◆ TASK BRIEF
This exercise calls for every line of the data below with the string "leaf" in it.

[Records from a data source]
+===+

PR #1100, opened 2016-06-28
Fix relative path canonicalization in check_java_support.m4

MrAnno:
The `AX_READLINK` macro was created to provide a portable version of the `readlink -f` command (OS X support).

`AX_READLINK` should canonicalize the given file name by following symlinks recursively and it should return an **absolute** path.

In case of relative symlinks, the macro has not returned an absolute path.


bkil-syslogng:
Wouldn't a simple `(cd $DIR && pwd -P)` work?

"Display the physical current working directory (all symbolic links resolved)."

lbudai:
I need this right now :-)
( On Ubuntu 16.04 with the provided gradle 2.10 we cannot build syslog-ng. )

PR #1103, opened 2016-06-29
Implement deinit() for native parsers

ihrwein:
I forgot to forward the `deinit()` calls to the native parsers. This can cause problems with reloads.

I also added a commit for calling `log_parser_init_method()` in `init()`. It didn't produce problems, but other parsers call it, so it's best to call it here as well.


bazsi:
:+1:

juhaszviktor:
:+1:

PR #1109, opened 2016-07-05
include geoip tests only when geoip is enabled

kvch:
Previously, when geoip was found on a machine where automake was run, after moving to another machine geoip tests failed while building.

This patch modifies the makefiles, so geoip tests are only run when geoip is enabled.


bazsi:
I think we don't need the first hunk (e.g. the one in modules/geoip/Makefile.am) as the 2nd one achieves the same, but maybe I am missing something.

Otherwise :+1:, so with the change above this can be merged, (so go ahead and merge it) thanks.

If I miss something, please explain why the change is needed in the root Makefile.am

kvch:
The change was not needed in the root file. I amended the commit. :)

PR #1110, opened 2016-07-06
make xmllint dependency explicit in .travis.yml

### LINKED ISSUE #1087: xmllint is required for building syslog-ng
I was trying to build `syslog-ng(syslog-ng 3.8.0alpha0)` from source. I used the following dependencies:
- https://github.com/balabit/syslog-ng-docker/blob/master/syslog-ng-dev/dev-dependencies.txt
- https://github.com/balabit/syslog-ng/blob/master/.travis.yml

The build succeeds but one of the tests `modules/dbparser/tests/test_patterndb` fails. A quick look in the log file suggests `xmllint` is required for passing this test.

``` shell
FAIL: ASSERTION FAILED: Error validating patterndb, error=Failed to execute child process "xmllint" (No such file or directory)
```

I cannot see the package in the list of dependencies. So, I guess it should be added to them.

kvch:
If someone installs dependencies based on .travis.yml, he or she might miss libxml2 because it is not added there expliticly. Right now patterndb unit tests pass on Travis, because it is installed there by dedfault. But on other machines it might be missing. (Fixes #1087)

Please, note that there is another PR in syslog-ng/syslog-ng-docker, which adds the same lib to the dockerfile.

Signed-off-by: Noémi Ványi <sitbackandwait@gmail.com>

### DIFF
--- a/.travis.yml
+++ b/.travis.yml
@@ -27,6 +27,7 @@ install:
       libnet1-dev
       libriemann-client-dev
       libwrap0-dev
+      libxml2-utils
       pkg-config
       sqlite3
       xsltproc


bkil-syslogng:
:-1: It was a conscious decision to not document user installation on `.travis.yml`. It slows down CI for no benefit. Travis has many development libraries pre-installed, some of which are uncommon, so this list can never be verified to be complete, which may be again misleading to some.

We use docker and the installation guide for documenting installation.

bkil-syslogng:
By the way, this does not fix #1087.

kvch:
Sorry, my bad. I am closin this PR.

PR #1113, opened 2016-07-07
debian: Fixed wrong man files

jpereira:


bazsi:
why is it better to install the .xml files? does dh_installman support conversion from docbook to groff?

kira-syslogng:

kira-syslogng:

kira-syslogng:

presidento:
@jpereira thank you for your contribution. We have talked about it IRL, and concluded that this would increase the build dependencies, so we would like to stay with the original file format.

PR #1114, opened 2016-07-07
debian: Adding missed compat

jpereira:


lbudai:
This has been already resolved by merging #1125.

PR #1115, opened 2016-07-07
logmsg: add log_msg_new_local() function

ihrwein:
This function creates a new LogMessage with LF_LOCAL flag and its
timestamps are initialized to the same value.

Reason: $YEAR and other time related macros use timestamps[LM_TS_STAMP]
timestamp. If that timestamp isn't initialized (-1), then $YEAR is
evaluated to 1969.

I handle LogMessage instances as opaque pointers, so I don't have access
to their flags. LogMessage doesn't have setter and getter methods for
its flags and I don't want to modify them after an instance is created,
so this is the simplest and less intrusive solution I could think of.

### DIFF
--- a/lib/logwriter.c
+++ b/lib/logwriter.c
@@ -567,21 +567,17 @@ log_writer_emit_suppress_summary(LogWriter *self)
 
   msg_debug("Suppress timer elapsed, emitting suppression summary");
 
-  m = log_msg_new_empty();
-  m->timestamps[LM_TS_STAMP] = m->timestamps[LM_TS_RECVD];
-  m->pri = self->last_msg->pri;
-  m->flags = LF_INTERNAL | LF_LOCAL;
+  len = g_snprintf(buf, sizeof(buf), "Last message '%.20s' repeated %d times, suppressed by syslog-ng on %s",
+                   log_msg_get_value(self->last_msg, LM_V_MESSAGE, NULL),
+                   self->last_msg_count,
+                   get_local_hostname_fqdn());
+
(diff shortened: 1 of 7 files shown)


bazsi:
Some kind of test coverage would be nice. There's even a pretty solid, but only partial unit test for log messages.

Also, I guess that flag is used elsewhere can't we use this function anywhere else?

ihrwein:
@bazsi I added a unit test and checked the places where LF_LOCAL was set: logwriter and dbparser. I updated their code as well.

lib/logwriter.c
```diff
@@ -567,10 +567,9 @@ log_writer_emit_suppress_summary(LogWriter *self)
 
   msg_debug("Suppress timer elapsed, emitting suppression summary");
 
-  m = log_msg_new_empty();
-  m->timestamps[LM_TS_STAMP] = m->timestamps[LM_TS_RECVD];
+  m = log_msg_new_local();
   m->pri = self->last_msg->pri;
-  m->flags = LF_INTERNAL | LF_LOCAL;
+  m->flags |= LF_INTERNAL;
```
bazsi: There seems to be a log_msg_new_internal() function as well, which should apply to this case better.

If you update the branch with this, you have my :+1:  do go ahead and merge it.

ihrwein: Thanks! I replaced the last commit which modified logwriter with this one: https://github.com/balabit/syslog-ng/pull/1115/commits/02a8c072529816bfd7594f5365d9894bc629cb7b

The other commits are untouched by the force push.

kvch:
:+1:

PR #1117, opened 2016-07-11
F/fix test kv parser va arg portability

bkil-syslogng:
The new kv parser unit test could not be run on Solaris because of the non-portable usage of `va_arg()`. It worked on GNU/Linux and Mac OS X.

These changes eliminate all usage of `va_arg()`.

The intermediate commit contains parts which are removed by the last commit, and are introduced to ease reviewing.

### DIFF
--- a/modules/kvformat/tests/test_kv_scanner.c
+++ b/modules/kvformat/tests/test_kv_scanner.c
@@ -46,14 +46,6 @@ _assert_no_more_tokens(KVScanner *scanner)
 }
 
 static gboolean
-_scan_next_token(KVScanner *scanner)
-{
-  gboolean ok = kv_scanner_scan_next(scanner);
-  expect_true(ok,  "kv_scanner is expected to return TRUE for scan_next");
-  return ok;
-}
-
-static gboolean
 _assert_current_key_is(KVScanner *scanner, const gchar *expected_key)
 {
   const gchar *key = kv_scanner_get_current_key(scanner);
@@ -78,10 +70,14 @@ _compare_key_value(KVScanner *scanner, va_list args, gboolean *expect_more)
   if (!kv)
     return FALSE;
 
-  if (!_scan_next_token(scanner))
+  gboolean ok = kv_scanner_scan_next(scanner);
+  if (!ok)
     {
       *expect_more = FALSE;
-      return TRUE;
+      expect_true(ok, "kv_scanner is expected to return TRUE for scan_next(), "
+                  "first unconsumed key: [%s]",
+                  kv);
+      return FALSE;
     }
 
   _assert_current_key_is(scanner, kv);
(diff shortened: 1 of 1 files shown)


bazsi:
wouldn't  va_copy()  have helped?

bkil-syslogng:
@bazsi 
* This solution is zero-copy.
* `va_copy()` is a newer standard, in C99, although most of the platforms that we are interested in might provide it (I did not check),
* In my opinion, this one is more clear, better in type safety and boundary checking. It also combines solutions which were favored by others as well according to my survey done during the development of the previous implementation (I did not ask whether they like this synthesis of them).

bkil-syslogng:
And a non-negligible argument is that this one is harder to mess up.

bazsi:
Hi,

This one is from 1996. It probably has been standardized in C99 but has
been around for a lot longer.

https://docs.oracle.com/cd/E19455-01/806-0639/6j9vstu2j/index.html

Anyway, I am not advocating ripping of the new implementation, I just
wanted to add a new piece of information.

I like type safety as well, however, the amount of macro magic in this unit
test starts to go over my thresholds and although I like single-line
testcases, you lost me in the implementation details. And macro complexity
makes debugging/understanding a lot more difficult.


-- 
Bazsi

modules/kvformat/tests/test_kv_scanner.c
```diff
@@ -82,105 +96,98 @@ _compare_key_value(KVScanner *scanner, va_list args, gboolean *expect_more)
...
-_value_was_quoted(KVScanner *scanner, va_list args, gboolean *expect_more)
+_value_was_quoted(KVScanner *scanner, VAIterator *args, gboolean *expect_more)
 {
   if (!_compare_key_value(scanner, args, expect_more))
     return FALSE;
 
-  gboolean was_quoted = va_arg(args, gboolean);
-  g_assert((was_quoted == FALSE) ||(was_quoted == TRUE));
+  gboolean was_quoted = GPOINTER_TO_SIZE(va_get(args));
+  g_assert((was_quoted == FALSE) || (was_quoted == TRUE));
```
ihrwein: This line is very interesting, what's its purpose? :)

ihrwein:
:+1:

modules/kvformat/tests/test_kv_scanner.c
bkil-syslogng: Thanks for the review.

This check was introduced by me in the previous recent refactor and was only present in this intermediate refactor step. Thankfully, it is not present in the final version after the last commit, because the struct array wrapper protects against such mistakes.

This check was preferred because in case of varargs, there was a small chance that invalid usage could cause misalignment/mismatching of the arguments. This could catch some of such cases, because when accidentally casting a string `pointer` to a `gsize`, you rarely get 0 or 1.

lbudai:
( @bkil-syslogng : syslog-ng requires a C99 compiler, so using `va_copy` should not be a problem 
I cannot say +1 because of those macros (test code is production code, it should be clean code), but if others like it, and got the second +1 , I don't mind... When we move to the new unit test framework ( @MrAnno  ), we should have to re-implement this.  )

bazsi:
I wouldn't stop the patches either.

juhaszviktor:
:+1: With restriction written by @lbudai.

PR #1119, opened 2016-07-12
Native parser: fail-fast when configuration setting failed

ihrwein:
This PR changes the signature of `native_parser_set_option()` to return with a boolean value and so makes possible to fail-fast in case of an invalid option value.

What's an invalid option value?
* the value is a path and the file doesn't exist
* the value is a regular expression, but it's invalid
* every other native parser specific 

This PR also contains a little refactor (fixing an include guard, removing some duplicated function prototypes).

There are no unit tests for this change, mainly because I don't know any examples where syslog-ng's grammar tested this way.

This PR is the pair of https://github.com/ihrwein/syslog-ng-rust-modules/pull/35

### DIFF
--- a/modules/native/native-grammar.ym
+++ b/modules/native/native-grammar.ym
@@ -40,7 +40,7 @@
 
 #include <string.h>
 
-void native_parser_set_option(LogParser *s, gchar* key, gchar* value);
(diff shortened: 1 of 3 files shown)


lbudai:
:+1:

PR #1120, opened 2016-07-14
parser: fix invalid pointer usage in log_parser_process_message()

MrAnno:
In #1102, `log_parser_process_message()` was extracted from `log_parser_queue()` to make it possible to invoke template processing from outside code.

Unfortunately, this transformation is not fully equivalent. `self->process()` can create a new LogMessage instance (`log_msg_clone_cow()`).
In this case, only the local `msg` pointer will be updated, `*pmsg` will remain unchanged.

This PR fixes this issue by passing the original `pmsg` variable to the `process()` function.

### DIFF
--- a/lib/parser/parser-expr.c
+++ b/lib/parser/parser-expr.c
@@ -58,7 +58,7 @@ log_parser_process_message(LogParser *self, LogMessage **pmsg, const LogPathOpti
        */
 
       value = log_msg_get_value(msg, LM_V_MESSAGE, &value_len);
-      success = self->process(self, &msg, path_options, value, value_len);
+      success = self->process(self, pmsg, path_options, value, value_len);
       nv_table_unref(payload);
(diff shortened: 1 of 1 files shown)


dnsjts:
Nice catch, this should be merged as soon as possible.

bkil-syslogng:
:+1: Excellent.

I wonder whether some kind of deep value analysis and warn_unused annotations could help us catch such issues. A much simpler model of this issue could have definitely been caught, but we'd need to do some research to say for sure in the real case.

bazsi:
wow, thanks a lot for fixing this. how did you find it?

MrAnno:
We didn't implement write-protection on `LogMessage` objects in our internal repos (`log_msg_clone_cow()` is called directly from parsers), so a lot of parser-related tests have failed.

Issue #1909, opened 2018-03-02
frac-digits ignored in amqp destination


abraxxa:
# syslog-ng

## Version of syslog-ng 

```
syslog-ng 3.8.1
Installer-Version: 3.8.1
Revision: 3.8.1-10
Module-Directory: /usr/lib/syslog-ng/3.8
Module-Path: /usr/lib/syslog-ng/3.8
Available-Modules: sdjournal,affile,afprog,afsocket,afuser,basicfuncs,cef,confgen,cryptofuncs,csvparser,date,dbparser,disk-buffer,kvformat,linux-kmsg-format,pseudofile,syslogformat,system-source,afsql,afmongodb,json-plugin,add-contextual-data,afamqp,geoip-plugin,graphite,mod-python,redis,riemann,afsmtp,afstomp
Enable-Debug: off
Enable-GProf: off
Enable-Memtrace: off
Enable-IPv6: on
Enable-Spoof-Source: on
Enable-TCP-Wrapper: on
Enable-Linux-Caps: off
```

## Platform

Debian 9.3

## Debug bundle

syslog-ng-debun -r isn't bundled in the Debian syslog-ng-core package

# Issue
When frac-digits(6) is configured in an amqp output the R_ISODATE macro still doesn't contain milli- and microseconds.
It works when configured globally.

## Steps to reproduce

1. configure syslog-ng as shown below

2. start syslog-ng

3. check (unencrypted) AMQP packets using e.g. tcpdump, tshark or wireshark

## Configuration

```
destination d_amqp {
    amqp(
         body('{"timestamp":"${R_ISODATE}","received_from":"${SOURCEIP}","message":"${MESSAGE}"}')
        frac-digits(6)
    );
}

```

## Input and output logs (if possible)
none

gaborznagy:
Hello @abraxxa!

Thank you for reporting the above issue.
I have checked the source code and your report is valid:
`frac-digit()` in global option works while in driver options is not.

Option `frac-digits` is not the only thing that is not working, but:
`ts-format()`, `time-zone()`, `send-time-zone()`, `local-time-zone()`, `on-error()` is not working either.

The reason is that the set `LogTemplateOptions` are not used in ampq.
It has to be fixed.

gaborznagy:
Fixed by #1944.

gaborznagy:
@abraxxa I have tested it too and hence closing the ticket.

PR #1944, opened 2018-03-28
afamqp: LogTemplateOptions fix

definit3:
Fixes issue #1909 . LogTemplateOptions were ignored in the driver because it was not called by log_template_format() function.

### DIFF
--- a/modules/afamqp/afamqp.c
+++ b/modules/afamqp/afamqp.c
@@ -540,13 +540,13 @@ afamqp_worker_publish(AMQPDestDriver *self, LogMessage *msg)
   props.delivery_mode = self->persistent;
   props.headers = table;
 
-  log_template_format(self->routing_key_template, msg, NULL, LTZ_LOCAL,
+  log_template_format(self->routing_key_template, msg, &self->template_options, LTZ_LOCAL,
                       self->super.seq_num,
                       NULL, routing_key);
 
   if (self->body_template)
     {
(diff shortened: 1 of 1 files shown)


kira-syslogng:

gaborznagy:

gaborznagy:
@kira-syslogng ok to test

pzoleex:
@kira-syslogng ok to test

kira-syslogng:
success

bazsi:
good catch. and the patch looks good to me.

While reviewing I just had one question that came up. We seem to be using the send-time-zone() when formatting name-value pairs and the local-time-zone() when formatting the body and the routing key.

I think the routing key is ok this way, we generally use the local timezone in formatting filenames, but I am not sure about the body. I am not an amqp expert so I don't really know whether body is in the same category as the value pairs we are generating, but my gut feeling is that it should be.

Do you know the semantic difference between a body and "props"? What is you opinion?

bazsi:
Also, can you pls add a more descriptive title for the patch? Like "fix the application of template options to body & routing_key".

Thanks, and thanks for submitting the patch to us.

bazsi:
Anyhow the patch is good as is, but I'd love to see the timezone for body() clarified as well.

definit3:
@bazsi  Even I am not that much familiar, let me look it into it in detail.

PR #1946, opened 2018-03-28
Fix scratch-buffer memory usage in threaded destinations

gaborznagy:
There is an explicit scratch_buffer_gc call in `log_threaded_dest_driver_do_work()`
(see `main_loop_worker_run_gc`), 
but the insert() method can be called several times in one do_work call.
If `scratch_buffers_alloc()` is used in the insert method and have been called several times then the memory usage will be increased.

With this patch the used scratch buffers will be reclaimed after each insert() call.

Question:
- Why should the current `main_loop_worker_run_gc` remain in do_work() function?

### DIFF
--- a/lib/logthrdestdrv.c
+++ b/lib/logthrdestdrv.c
@@ -25,6 +25,7 @@
 #include "stats/stats-cluster-logpipe.h"
 #include "logthrdestdrv.h"
 #include "seqnum.h"
+#include "scratch-buffers.h"
 
 #define MAX_RETRIES_OF_FAILED_INSERT_DEFAULT 3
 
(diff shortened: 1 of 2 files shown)


kira-syslogng:
success

bazsi:
The explicit_gc() should remain there, as we only reset to the last know location and there might still be other calls to scratch_buffers_alloc() outside of insert()

This looks good to me. I've checked the very same possible bug at least twice, but didn't find that insert() was called multiple times within a same do_work invocation. Strange :) anyhow good catch.

gaborznagy:
@MrAnno @bazsi : sorry for pushing to the branch after review. Can you please recheck?

* I have reworded the threaded dest. commit (missed the `logthrdestdrv` word :) )
* really small refactor: replaced `scratch_buffers_explicit_gc()` to `main_loop_worker_run_gc()` in main_loop_io_worker.

MrAnno:
Still :+1: from my side.
I like the new refactor patch.

bazsi:
Agreed.

PR #1947, opened 2018-03-28
Fix default network drivers

### LINKED ISSUE #1945: syslog-ng can not started with default-network-drivers()
Reproduction:
 * syslog-ng was built from source: commit 778cfa3724364
 * with enabling the following line in generated default config
https://github.com/balabit/syslog-ng/blob/778cfa37243642c079f5d66eeb78720f22bdd6bb/scl/syslog-ng.conf#L27

syslog-ng will use a new `default-network-drivers()` as a source. 
syslog-ng can not started with this new configuration because of the following error:
```
Error setting up TLS session context; tls_error='(null):(null):(null)'
```
This is because the scl did not define a valid key-file() and cert-file() in TLS options. 
Related SCL snippet from: `scl/default-network-drivers/plugin.conf`
https://github.com/balabit/syslog-ng/blob/778cfa37243642c079f5d66eeb78720f22bdd6bb/scl/default-network-drivers/plugin.conf#L69-L72

bazsi:
This should fix #1945 

@lbudai @MrAnno please review the SSL piece, as it might somewhat be questionable, but I am open for suggestions.

### DIFF
--- a/lib/tlscontext.c
+++ b/lib/tlscontext.c
@@ -54,6 +54,7 @@ struct _TLSContext
   GList *trusted_fingerprint_list;
   GList *trusted_dn_list;
   gint ssl_options;
+  gchar *location;
 };
 
 typedef enum
@@ -173,14 +174,16 @@ tls_session_verify(TLSSession *self, int ok, X509_STORE_CTX *ctx)
   /* accept certificate if its fingerprint matches, again regardless whether x509 certificate validation was successful */
   if (ok && ctx_error_depth == 0 && !tls_session_verify_fingerprint(ctx))
     {
-      msg_notice("Certificate valid, but fingerprint constraints were not met, rejecting");
+      msg_notice("Certificate valid, but fingerprint constraints were not met, rejecting",
+                 tls_context_format_location_tag(self->ctx));
       return 0;
     }
 
   X509 *current_cert = X509_STORE_CTX_get_current_cert(ctx);
   if (ok && ctx_error_depth != 0 && (X509_get_extension_flags(current_cert) & EXFLAG_CA) == 0)
     {
-      msg_notice("Invalid certificate found in chain, basicConstraints.ca is unset in non-leaf certificate");
+      msg_notice("Invalid certificate found in chain, basicConstraints.ca is unset in non-leaf certificate",
+                 tls_context_format_location_tag(self->ctx));
       X509_STORE_CTX_set_error(ctx, X509_V_ERR_INVALID_CA);
       return 0;
     }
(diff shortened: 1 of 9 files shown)


kira-syslogng:
success

lib/tlscontext.c
```diff
@@ -602,15 +602,15 @@ _are_key_and_cert_files_accessible(TLSContext *self)
 }
 
 static gboolean
-_client_key_and_cert_files_are_not_specified(TLSContext *self)
+_key_and_cert_files_are_not_specified(TLSContext *self)
 {
-  return self->mode == TM_CLIENT && (!self->key_file && !self->cert_file);
```
MrAnno: Omitting the key in server mode should not be allowed in my opinion.
There is no secure cipher in OpenSSL that works without a key, so every connection attempt will fail with an SSL error: "no shared cipher".

I understand that this is required to fix `default-network-drivers` (since we can't conditionally remove a source from the config based on the value of a SCL block parameter). Adding such a feature to the grammar would be a much bigger job, so I can reconcile with this patch :smile: .

MrAnno:
Omitting the key in server mode should not be allowed in my opinion.
There is no secure cipher in OpenSSL that works without a key, so every connection attempt will fail with an SSL error: "no shared cipher".

I understand that this is required to fix `default-network-drivers` (since we can't conditionally remove a source from the config based on the value of a SCL block parameter). Adding such a feature to the grammar would be a much bigger job, so I can reconcile with this patch :smile: .

MrAnno:
Just a question:
Why don't we remove the TLS source from `default-network-drivers`? For me, default means "it can work without additional configuration". I know it's a weird question, but I'm interested in your opinion about this.

gaborznagy:
@bazsi, I've put the WIP flag on the PR according to the today's discussion (adding some warning messages, but correct me if I don't remember correctly).
You have also explained why should the tls transport included in `default-network-drivers`, i.e. you  would not prefer to have separate `default-network-drivers` for TLS. And also why should the empty `tls()` block accepted in the config.

mitzkia:

kira-syslogng:
success

bazsi:
I have now rebased this against master and also addressed all the comments.

It also improves the TLS related error handling so that error messages include the tls() location in the configuration file.

I've removed the WIP mark, so once it is green  it should be ready to go in and fix #1945

kira-syslogng:
success

kira-syslogng:
success

MrAnno:
Looks really good. 👍

lib/tlscontext.c
```diff
@@ -321,30 +328,39 @@ tls_session_free(TLSSession *self)
...
 {
   if (!fname)
     return FALSE;
   if (access(fname, R_OK) < 0)
     {
-      msg_error("Error opening TLS file",
+      msg_error("Error opening TLS related key or certificate file",
                 evt_tag_str("filename", fname),
-                evt_tag_errno("error", errno));
+                evt_tag_errno("error", errno),
```
furiel: This is a general problem, but it is not safe to use errno this way. The malloc, strdup called from evt_tag_str can overwrite it. As the parameters are evaluated in any order, it is not even enough to move it to the first parameter.

As the original code had this defect too, and probably we will not run into this from practical point of view, I leave just a note here, and I create an issue to fix these in one swipe within the code. Maybe we can even assert if errno is passed directly to evt_tag_errno.

furiel:
@bazsi @fekete-robert as I see default-network-sources is part of the code since 3.12, but I do not see it in the documentation. Should we write something about it?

+===+

◆ ANSWER BOX
-      msg_notice("Invalid certificate found in chain, basicConstraints.ca is unset in non-leaf certificate");
+      msg_notice("Invalid certificate found in chain, basicConstraints.ca is unset in non-leaf certificate",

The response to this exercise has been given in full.